Mining the hidden treasures from canid genomes

Mining genetic variation including structural variation from mammalian genomes is a crucial step towards investigating the relationship between genotype and phenotype. However, compared to the detection of single nucleotide variants and small indels, characterizing large and particularly complex structural variation is much more difficult and less intuitive [1]. In the past few years, the application of high-throughput-sequencing technologies has greatly facilitated the decoding of canid genomes and unveiled their genetic repertoire and domestication histories [2–5]. However, the genetic landscape of canid structural variation and how are they involved in dog domestication are still poorly understood.

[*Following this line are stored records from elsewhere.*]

PR #5674, opened 2017-10-20
 Define Jenkinsjob for on demand SI tests. 

jeschkies:
Summary:
This enables on demand system integration runs in Jenkins that report back to specific pull requests. We can then test system integration test changes.

### DIFF
--- a/Jenkinsfile.pr.si
+++ b/Jenkinsfile.pr.si
@@ -15,20 +15,19 @@ node('shakedown') {
             string(credentialsId: '7bdd2775-2911-41ba-918f-59c8ae52326d', variable: 'DOCKER_HUB_USERNAME'),
             string(credentialsId: '42f2e3fb-3f4f-47b2-a128-10ac6d0f6825', variable: 'DOCKER_HUB_PASSWORD')
           ]) {
-            echo """$params.Pull_Request_Id"""
+            // Checkout commit of pull request.
             sshagent(credentials: ['4ff09dce-407b-41d3-847a-9e6609dd91b8']) {
                 sh """git fetch origin pull/$params.Pull_Request_Id/head:$params.Pull_Request_Id"""
                 sh """git checkout $params.Pull_Request_Id"""
             }
             sh """env"""
+
             sh """./ci/si_pipeline.sh $params.Channel $params.Variant"""
           }
         } finally {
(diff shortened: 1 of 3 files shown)


ci/github_status.py
```diff
@@ -0,0 +1,34 @@
...
+jenkins_github = {
+        'PENDING': 'pending',
+        'SUCCESS': 'success',
+        'null': 'success',
+        'UNSTABLE': 'failure',
+        'FAILURE': 'failure'}
+
+
+def main(gh_user, gh_password, commit, status, target_url, context):
+    uri = 'https://api.github.com/repos/mesosphere/marathon/statuses/{}'.format(commit)
```
alenkacz: I actually wanted to ask you today during our 1:1 so we can still do it then but why don't we use github statuses also for regular PR builds? I find it the more "native" way in GitHub.

It is just a general question, not something against this PR...

jeschkies: We do use Github statuses. The should show up for each build. However, I've added the bot notifications to transfer more information.

jeschkies:
> There will be a job that I will run from jenkins gui or how does this work?

Good point. I wanted to add a link to the comment by the CI bot. I will follow up in this PR. Thanks for reminding me.

Jenkinsfile.pr.si
```diff
@@ -0,0 +1,39 @@
...
+            string(credentialsId: '42f2e3fb-3f4f-47b2-a128-10ac6d0f6825', variable: 'DOCKER_HUB_PASSWORD')
+          ]) {
+            // Checkout commit of pull request.
+            sshagent(credentials: ['4ff09dce-407b-41d3-847a-9e6609dd91b8']) {
+                sh """git fetch origin pull/$params.Pull_Request_Id/head:$params.Pull_Request_Id"""
+                sh """git checkout $params.Pull_Request_Id"""
+            }
+            sh """python3 ./ci/github_status.py "$JOB_NAME" "$JOB_URL" \$(git rev-parse HEAD) PENDING"""
+
+            sh """./ci/si_pipeline.sh $params.Channel $params.Variant"""
```
zen-dog: too many `sh` calls here. Shouldn't we have a script for that?

jeschkies: I thought so at first but there is hardly any added value since the github status is only used here. At some point we might want to unify it or have the Github plugin report the status.

PR #6307, opened 2018-06-20
Move Docker pull config factory to Shakedown.

jeschkies:
Summary:
This is the start of moving helper mehtods from `tests/system/common.py`
to Shakedown.


jeschkies:
> Even if it should - we should probably move the whole "shakedown section" from common.py at once and not test by test

That diff would too big IMHO. E.g. you probably would have missed your first comment.

jeschkies:
> This is a marathon-level feature, so I'm not sure it it should be in shakedown

It's rather a Marathon specific test conifg but I don't see why we should not expose it? Others might want to use it for the Marathon apps in tests.

jeschkies:
Dropping.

In the paper, Wang et al. presented high-quality draft genomes of the grey wolf (Canis lupus) and dhole (Cuon alpinus), and then identified a large number of dog-specific structural variants [6]. Functional annotation of the genes associated with these dog-specific structural variants indicates that they are enriched in energy metabolisms, neurological processes and immune systems. Interestingly, the authors found that AKR1B1, encoding an enzyme that catalyses the reduction of glucose to sorbitol using NAD(P) H as a cofactor, was duplicated in the dog genome. They speculated that the copy number gain of AKR1B1 gene during dog domestication may be associated with dogs' adaption from a carnivorous diet to a starch diet. This study provides a rich resource of canid structural variants and shed novel insights into the genetic basis of dog domestication.